Stellvertretend für die hunderten Journalist:innen, Aktivist:innen, Wissenschaftler:innen, Gewerkschafter:innen und alle anderen, die in Europa jedes Jahr die SLAPP-Ohrfeige verpasst bekommen, legten Kamil und Okke Zeugnis davon ab, was dies für sie ganz persönlich bedeutet hat.

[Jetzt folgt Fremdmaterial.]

PR #177, opened 2024-09-05
Visit "Any" types in payload visitor

cretz:
**What changed?**

* Added `WellKnownAnyVisitor` to `VisitPayloadsOptions` with default for visiting any
* Updated generator to make sure "Any" types are visited

Closes https://github.com/temporalio/sdk-go/issues/1622

### DIFF
--- a/cmd/proxygenerator/interceptor.go
+++ b/cmd/proxygenerator/interceptor.go
@@ -67,6 +67,9 @@ type VisitPayloadsOptions struct {
 	Visitor func(*VisitPayloadsContext, []*common.Payload) ([]*common.Payload, error)
 	// Don't visit search attribute payloads.
 	SkipSearchAttributes bool
+	// Will be called for each Any encountered. If not set, the default is to recurse into the Any
+	// object, unmarshal it, visit, and re-marshal it always (even if there are no changes).
+	WellKnownAnyVisitor func(*VisitPayloadsContext, *anypb.Any) error
 }
 
 // VisitPayloads calls the options.Visitor function for every Payload proto within msg.
@@ -159,6 +162,25 @@ func NewFailureVisitorInterceptor(options FailureVisitorInterceptorOptions) (grp
 	}, nil
 }
 
+func (o *VisitPayloadsOptions) defaultWellKnownAnyVisitor(ctx *VisitPayloadsContext, p *anypb.Any) error {
+	child, err := p.UnmarshalNew()
+	if err != nil {
+		return fmt.Errorf("failed to unmarshal any: %w", err)
+	}
+	// We choose to visit and re-marshal always instead of cloning, visiting,
+	// and checking if anything changed before re-marshaling. It is assumed the
+	// clone + equality check is not much cheaper than re-marshal.
+	if err := visitPayloads(ctx, o, p, child); err != nil {
+		return err
+	}
+	// Confirmed this replaces both Any fields on non-error, there is nothing
+	// left over
+	if err := p.MarshalFrom(child); err != nil {
+		return fmt.Errorf("failed to marshal any: %w", err)
+	}
+	return nil
+}
+
 func visitPayload(
 	ctx *VisitPayloadsContext,
 	options *VisitPayloadsOptions,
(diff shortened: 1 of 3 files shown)


cmd/proxygenerator/interceptor.go
```diff
@@ -193,15 +215,15 @@ func visitPayloads(
 				if o == nil { continue }
 				no, err := visitPayload(ctx, options, parent, o)
 				if err != nil { return err }
-                objs[i] = no
```
cretz, line 196: This file has some whitespace changes (this was using spaces which was looking bad even though the final generated source was always go fmt'd anyways)

cmd/proxygenerator/interceptor.go
```diff
@@ -159,6 +162,25 @@ func NewFailureVisitorInterceptor(options FailureVisitorInterceptorOptions) (grp
...
 }
 
+func (o *VisitPayloadsOptions) defaultWellKnownAnyVisitor(ctx *VisitPayloadsContext, p *anypb.Any) error {
+	child, err := p.UnmarshalNew()
+	if err != nil {
+		return fmt.Errorf("failed to unmarshal any: %w", err)
+	}
+	// We choose to visit and re-marshal always instead of cloning, visiting,
+	// and checking if anything changed before re-marshaling. It is assumed the
+	// clone + equality check is not much cheaper than re-marshal.
```
cretz, line 172: Does everyone agree with this assumption?

cmd/proxygenerator/interceptor.go
```diff
@@ -159,6 +162,25 @@ func NewFailureVisitorInterceptor(options FailureVisitorInterceptorOptions) (grp
 	}, nil
 }
 
+func (o *VisitPayloadsOptions) defaultWellKnownAnyVisitor(ctx *VisitPayloadsContext, p *anypb.Any) error {
```
cretz, line 165: There could be a need in the future to expose this for users to delegate to, but we will wait until that need to expose it

Quinn-With-Two-Ns (approved):

cmd/proxygenerator/interceptor.go
tdeebswihart: Can we benchmark that assumption? I'd like to see numbers personally

cretz: We can get numbers. Can you define the parameters of the benchmarks for your numbers? Do you want the only way we use "any" today (update requests that have barely anything in them) or benchmarking this with more possibilities in "any"? And do you have recommend sizes of payloads? Meaning do you want to benchmark an update with 4K byte inputs or just 5 bytes (or a bunch of other values)?

Also, it should be noted that this utility is mostly used for payload manipulation which almost always mutates the payloads no matter what making this check-never-mutated piece moot.

tdeebswihart: If that's the context around this assumption, then we should encode that in the code so it's obvious next time looks at an undocumented assumption :)

cretz: It was not meant to be the context around the assumption. I definitely made the assumption regardless of that context. I can provide benchmark numbers, I just need some context around which numbers/scenarios you want to see.

cretz: Interesting results here. So here are some basic benchmarks:

```go
func Benchmark_AnyCloneEqualCheck(b *testing.B) {
	anyMsg, _ := anypb.New(&update.Request{Input: &update.Input{Args: &common.Payloads{
		Payloads: []*common.Payload{{Data: []byte("orig-val")}},
	}}})
	for i := 0; i < b.N; i++ {
		child, _ := anyMsg.UnmarshalNew()
		childOrig := proto.Clone(child)
		// Do visitor stuff...
		proto.Equal(childOrig, child)
	}
}

func Benchmark_AnyMarshalReMarshal(b *testing.B) {
	anyMsg, _ := anypb.New(&update.Request{Input: &update.Input{Args: &common.Payloads{
		Payloads: []*common.Payload{{Data: []byte("orig-val")}},
	}}})
	for i := 0; i < b.N; i++ {
		child, err := anyMsg.UnmarshalNew()
		require.NoError(b, err)
		// Do visitor stuff...
		_ = anyMsg.MarshalFrom(child)
	}
}
```

Running this (on Windows at least) shows that the current unmarshal-remarshal way is at least 3x faster every time I try:

```
Benchmark_AnyCloneEqualCheck
Benchmark_AnyCloneEqualCheck-20           464596              2538 ns/op
Benchmark_AnyMarshalReMarshal
Benchmark_AnyMarshalReMarshal-20         1717684               810.9 ns/op
```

Alle SLAPP-Betroffenen brauchen Schutz!

Die Anti-SLAPP-Initiative, welche die EU-Kommission am 23. März vorstellen will, solle sowohl nicht-legislative als auch legislative Elemente beinhalten, so Vera Jourová. Bis dahin werden wir weiterhin Unterschriften sammeln, um darauf hinzuwirken, dass der Vorschlag der Kommission auf ein möglichst breites Fundament fußt. Denn obwohl wir im Umweltinstitut selbst in einem grenzüberschreitenden Fall vor Gericht stehen, findet die Mehrheit der SLAPPs „zuhause“ statt – das heißt, die Person wird in dem EU-Land angezeigt, in dem sie auch lebt. Auch den Schutz dieser Personen muss die EU-Kommission fest in ihrem Gesetzesvorschlag verankern.